PR #2359, opened 2024-07-15
Make the 'Youtube Tutorial' Header be the link instead of the Youtube Thumbnail for it, Making the 'README.md' even shorter

og-mrk:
_ _ _
PROBLEM REQUIREMENTS
An exact copy of every line above is needed.

ANSWER TO THE EXERCISE
PR #2359, opened 2024-07-15
Make the 'Youtube Tutorial' Header be the link instead of the Youtube Thumbnail for it, Making the 'README.md' even shorter

og-mrk:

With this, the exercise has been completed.